● **Exercise requirements**: Look at each line below and count those with the word "java"; the answer is that number only.

● **Records shown**:
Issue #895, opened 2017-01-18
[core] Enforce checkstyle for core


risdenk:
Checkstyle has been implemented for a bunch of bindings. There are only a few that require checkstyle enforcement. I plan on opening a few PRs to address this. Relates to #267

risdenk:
...
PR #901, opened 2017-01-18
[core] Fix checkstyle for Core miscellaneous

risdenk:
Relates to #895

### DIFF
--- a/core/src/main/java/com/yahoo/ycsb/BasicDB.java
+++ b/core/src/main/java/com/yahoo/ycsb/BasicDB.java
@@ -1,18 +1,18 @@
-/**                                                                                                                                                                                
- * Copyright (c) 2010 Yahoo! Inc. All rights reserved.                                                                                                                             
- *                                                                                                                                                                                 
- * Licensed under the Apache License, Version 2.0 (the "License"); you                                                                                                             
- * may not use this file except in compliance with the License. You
---
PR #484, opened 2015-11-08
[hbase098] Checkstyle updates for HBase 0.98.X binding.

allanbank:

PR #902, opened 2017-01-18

● **Completed task**: 2